-- DATA EXTRACTS follows --

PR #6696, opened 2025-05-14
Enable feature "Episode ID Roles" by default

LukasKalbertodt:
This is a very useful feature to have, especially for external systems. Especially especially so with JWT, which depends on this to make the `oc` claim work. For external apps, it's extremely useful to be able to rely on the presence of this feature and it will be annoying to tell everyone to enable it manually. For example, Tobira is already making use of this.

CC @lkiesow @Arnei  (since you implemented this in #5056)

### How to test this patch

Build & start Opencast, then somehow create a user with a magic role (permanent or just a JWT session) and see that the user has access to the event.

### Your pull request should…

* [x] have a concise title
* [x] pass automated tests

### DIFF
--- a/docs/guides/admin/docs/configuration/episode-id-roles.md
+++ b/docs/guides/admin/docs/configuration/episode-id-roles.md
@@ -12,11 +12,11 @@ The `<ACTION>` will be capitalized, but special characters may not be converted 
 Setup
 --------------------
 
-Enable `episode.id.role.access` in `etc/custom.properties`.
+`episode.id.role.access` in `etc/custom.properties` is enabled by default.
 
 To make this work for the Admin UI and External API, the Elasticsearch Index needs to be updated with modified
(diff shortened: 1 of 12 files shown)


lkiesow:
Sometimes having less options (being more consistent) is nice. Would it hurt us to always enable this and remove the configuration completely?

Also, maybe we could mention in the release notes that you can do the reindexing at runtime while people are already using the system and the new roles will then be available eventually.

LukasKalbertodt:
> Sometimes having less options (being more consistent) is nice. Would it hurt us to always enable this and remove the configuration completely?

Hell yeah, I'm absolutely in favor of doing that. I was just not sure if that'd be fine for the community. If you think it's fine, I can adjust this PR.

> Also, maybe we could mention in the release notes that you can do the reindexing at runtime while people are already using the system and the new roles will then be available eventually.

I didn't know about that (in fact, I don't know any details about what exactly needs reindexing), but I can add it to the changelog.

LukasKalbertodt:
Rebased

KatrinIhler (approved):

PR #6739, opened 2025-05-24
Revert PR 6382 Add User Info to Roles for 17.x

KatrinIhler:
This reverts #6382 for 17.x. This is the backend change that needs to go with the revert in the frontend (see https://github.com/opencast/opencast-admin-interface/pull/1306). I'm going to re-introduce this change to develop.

-- DATA EXTRACTS concluded --
-- DATA EXTRACTS follows --

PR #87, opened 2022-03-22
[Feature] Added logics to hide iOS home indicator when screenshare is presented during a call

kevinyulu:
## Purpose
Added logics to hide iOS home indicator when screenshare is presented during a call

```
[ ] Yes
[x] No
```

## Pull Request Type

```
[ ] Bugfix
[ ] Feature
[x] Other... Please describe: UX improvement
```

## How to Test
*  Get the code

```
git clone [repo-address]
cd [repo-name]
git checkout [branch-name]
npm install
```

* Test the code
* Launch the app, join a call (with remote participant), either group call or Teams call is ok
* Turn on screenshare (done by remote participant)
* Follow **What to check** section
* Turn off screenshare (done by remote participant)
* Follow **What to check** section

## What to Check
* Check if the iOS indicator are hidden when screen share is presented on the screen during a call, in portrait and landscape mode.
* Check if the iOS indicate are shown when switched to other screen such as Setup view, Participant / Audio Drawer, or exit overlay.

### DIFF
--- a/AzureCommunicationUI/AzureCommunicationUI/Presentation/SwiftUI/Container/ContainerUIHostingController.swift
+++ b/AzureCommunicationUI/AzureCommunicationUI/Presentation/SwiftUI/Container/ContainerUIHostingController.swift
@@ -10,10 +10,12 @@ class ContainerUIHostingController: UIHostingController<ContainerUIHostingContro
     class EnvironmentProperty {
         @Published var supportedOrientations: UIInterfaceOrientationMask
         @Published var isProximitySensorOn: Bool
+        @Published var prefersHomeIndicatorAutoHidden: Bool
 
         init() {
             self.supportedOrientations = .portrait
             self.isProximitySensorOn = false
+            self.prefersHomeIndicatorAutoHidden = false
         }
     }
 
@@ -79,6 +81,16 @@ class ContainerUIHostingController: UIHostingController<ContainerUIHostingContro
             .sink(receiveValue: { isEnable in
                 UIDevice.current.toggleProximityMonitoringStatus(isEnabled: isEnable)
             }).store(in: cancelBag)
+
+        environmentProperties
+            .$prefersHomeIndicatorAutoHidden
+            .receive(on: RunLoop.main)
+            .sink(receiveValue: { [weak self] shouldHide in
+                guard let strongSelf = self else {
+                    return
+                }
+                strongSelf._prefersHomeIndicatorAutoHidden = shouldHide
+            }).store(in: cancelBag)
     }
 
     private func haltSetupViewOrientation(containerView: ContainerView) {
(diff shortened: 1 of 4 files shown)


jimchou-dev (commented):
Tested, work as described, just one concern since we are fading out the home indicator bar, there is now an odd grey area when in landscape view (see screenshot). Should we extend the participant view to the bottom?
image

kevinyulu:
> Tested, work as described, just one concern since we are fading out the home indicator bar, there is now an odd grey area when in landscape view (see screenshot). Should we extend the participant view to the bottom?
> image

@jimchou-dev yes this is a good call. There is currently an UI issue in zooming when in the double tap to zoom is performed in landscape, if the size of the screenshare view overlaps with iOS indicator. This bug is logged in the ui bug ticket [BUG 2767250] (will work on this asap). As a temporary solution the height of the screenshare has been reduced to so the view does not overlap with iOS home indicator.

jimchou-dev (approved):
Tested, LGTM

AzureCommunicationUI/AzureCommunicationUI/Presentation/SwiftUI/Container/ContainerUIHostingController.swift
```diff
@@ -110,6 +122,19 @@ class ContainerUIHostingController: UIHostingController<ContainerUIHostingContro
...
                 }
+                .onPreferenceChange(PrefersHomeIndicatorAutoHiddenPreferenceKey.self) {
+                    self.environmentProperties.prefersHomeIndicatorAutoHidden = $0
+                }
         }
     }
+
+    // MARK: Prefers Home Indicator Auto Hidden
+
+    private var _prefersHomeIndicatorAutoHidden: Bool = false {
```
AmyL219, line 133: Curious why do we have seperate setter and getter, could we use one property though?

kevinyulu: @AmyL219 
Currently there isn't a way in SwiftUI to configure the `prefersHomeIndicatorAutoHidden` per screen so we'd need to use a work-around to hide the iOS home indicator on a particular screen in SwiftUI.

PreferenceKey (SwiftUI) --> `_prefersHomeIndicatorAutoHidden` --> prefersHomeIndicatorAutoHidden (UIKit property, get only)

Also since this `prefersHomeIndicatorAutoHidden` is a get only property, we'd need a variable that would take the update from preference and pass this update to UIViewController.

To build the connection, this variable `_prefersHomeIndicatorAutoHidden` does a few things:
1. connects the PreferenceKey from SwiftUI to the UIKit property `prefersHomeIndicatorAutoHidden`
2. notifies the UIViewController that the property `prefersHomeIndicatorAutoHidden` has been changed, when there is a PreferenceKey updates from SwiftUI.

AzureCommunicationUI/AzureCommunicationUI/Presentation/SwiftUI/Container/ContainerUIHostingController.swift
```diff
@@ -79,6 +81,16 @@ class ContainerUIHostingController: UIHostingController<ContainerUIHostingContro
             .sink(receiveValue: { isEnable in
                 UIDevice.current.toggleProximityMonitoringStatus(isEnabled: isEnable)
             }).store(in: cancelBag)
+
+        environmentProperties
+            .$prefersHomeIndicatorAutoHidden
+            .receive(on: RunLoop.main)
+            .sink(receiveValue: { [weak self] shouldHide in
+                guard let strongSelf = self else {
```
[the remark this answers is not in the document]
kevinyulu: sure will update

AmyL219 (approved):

-- DATA EXTRACTS concluded --

*WORK TASK*:
Wherever a line in the records contains the word "supportedOrientations", copy that line.

*ANSWER FOR THIS EXERCISE*:
         @Published var supportedOrientations: UIInterfaceOrientationMask
             self.supportedOrientations = .portrait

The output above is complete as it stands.